PR #11253, opened 2025-10-06
fix: GregTech and modded tool support for recipes

haggbart:
Fix GregTech and modded tool recipes by properly handling tools that store durability in NBT.

- Set `ignoreNBT=true` for damageable items so tools match regardless of durability changes
- Fix comparison flags to respect `ignoreDamageValue`/`ignoreNBT` 
- Filter tools from secondaryOutputs to prevent duplication

Tools with NBT-stored durability (GregTech saws, etc.) weren't recognized after first use, preventing recipe crafting.

**Needs more testing**
Multiplayer, various modded tools, enchanted tools.
I don't have full understanding of the whole picture and probably missed something / a better solution. Feel free to add commits

## Testing

## Todo
- [ ] More testing
- [ ] Clean up (eg. temp draft dependency)

### DIFF
--- a/build.gradle
+++ b/build.gradle
@@ -1,1 +1,15 @@
 apply from: 'https://raw.githubusercontent.com/ldtteam/OperaPublicaCreator/main/gradle/mod.gradle'
+
+repositories {
+    maven {
+        name = 'GTCEu Maven'
+        url = 'https://maven.gtceu.com'
+        content {
+            includeGroup 'com.gregtechceu.gtceu'
+        }
+    }
+}
+
+dependencies {
+    runtimeOnly fg.deobf("com.gregtechceu.gtceu:gtceu-1.20.1:7.2.0")
+}
--- a/src/main/java/com/minecolonies/api/crafting/RecipeStorage.java
+++ b/src/main/java/com/minecolonies/api/crafting/RecipeStorage.java
@@ -161,7 +161,7 @@ public class RecipeStorage implements IRecipeStorage
             this.input = recipe.getInput();
             this.primaryOutput = recipe.getPrimaryOutput();
             this.alternateOutputs = recipe.getAlternateOutputs();
-            this.secondaryOutputs = recipe.getSecondaryOutputs();
+            this.secondaryOutputs = recipe.getCraftingToolsAndSecondaryOutputs();
             this.intermediate = recipe.getIntermediate();
             this.gridSize = recipe.getGridSize();
             this.token = null;
--- a/src/main/java/com/minecolonies/api/crafting/RecipeStorage.java
+++ b/src/main/java/com/minecolonies/api/crafting/RecipeStorage.java
@@ -161,7 +161,7 @@ public class RecipeStorage implements IRecipeStorage
             this.input = recipe.getInput();
             this.primaryOutput = recipe.getPrimaryOutput();
             this.alternateOutputs = recipe.getAlternateOutputs();
-            this.secondaryOutputs = recipe.getCraftingToolsAndSecondaryOutputs();
+            this.secondaryOutputs = recipe.getSecondaryOutputs();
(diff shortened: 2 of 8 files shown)


build.gradle
```diff
@@ -1 +1,15 @@
-apply from: 'https://raw.githubusercontent.com/ldtteam/OperaPublicaCreator/main/gradle/mod.gradle'
\ No newline at end of file
+apply from: 'https://raw.githubusercontent.com/ldtteam/OperaPublicaCreator/main/gradle/mod.gradle'
+
+repositories {
```
Thodor12, line 3: Remove all of this, we're not adding random third party extensions anymore. Create an addon mod instead.

Thodor12 (changes requested):

build.gradle
Thodor12: I.e. if their repository breaks we can't compile our own code anymore, we don't want these hard dependencies

MotionlessTrain: It should also be possible to add a mod in the mods folder within the run folder, if you want to test with that mod installed

src/main/java/com/minecolonies/api/crafting/RecipeStorage.java
```diff
@@ -161,7 +161,7 @@ public Builder(@NotNull final IRecipeStorage recipe)
             this.input = recipe.getInput();
             this.primaryOutput = recipe.getPrimaryOutput();
             this.alternateOutputs = recipe.getAlternateOutputs();
-            this.secondaryOutputs = recipe.getCraftingToolsAndSecondaryOutputs();
+            this.secondaryOutputs = recipe.getSecondaryOutputs();
```
uecasm: This is incorrect, it needs to fetch the full list because the RecipeStorage itself splits them again later once the builder completes.

build.gradle
haggbart: It's convenience for the draft, it'll be removed from the final PR. :)

src/main/java/com/minecolonies/api/crafting/RecipeStorage.java
haggbart: Fixed, thanks!

haggbart:
~~There's one issue, multiple requests treat tools as consumable; 2x 64 Oak Planks fails to find the saw (when there's only 1 saw available), but 1x 64 works.~~

src/main/java/com/minecolonies/api/crafting/RecipeStorage.java
```diff
@@ -378,17 +378,33 @@ private void processInputsAndTools(@Nullable final List<ItemStack> secOutputs)
...
             }
 
+            boolean isToolDetected = false;
             for (ItemStack result : this.secondaryOutputs)
             {
                 if (ItemStackUtils.compareItemStacksIgnoreStackSize(inputItem.getItemStack(), result, false, true))
                 {
-                    inputItem = new ItemStorage(inputItem.getItemStack(), inputItem.getAmount(), true, inputItem.shouldIgnoreNBTValue);
+                    // For damageable tools (eg. GregTech), also set ignoreNBT=true since durability is stored in NBT
+                    final boolean ignoreNBT = inputItem.shouldIgnoreNBTValue || inputItem.getItemStack().isDamageableItem();
```
someaddons, line 387: doesnt this cause issues with e.g. enchanted pickaxes?

haggbart:
I'm having second thoughts about this approach. I don't think it makes sense for workers to need the actual tool items delivered to them.

Workers should be using the "machine recipes" where the tool is part of the workshop itself, not a consumable/reusable input. A sawmill worker doesn't need a saw item in their inventory, the sawmill just has a saw.

Closing this PR since it doesn't align with how workshops should work. Reopen if you disagree.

··········

§ Task requirements
Copy out every line of the data where the word "full" occurs.

§ Task result
I don't have full understanding of the whole picture and probably missed something / a better solution. Feel free to add commits
uecasm: This is incorrect, it needs to fetch the full list because the RecipeStorage itself splits them again later once the builder completes.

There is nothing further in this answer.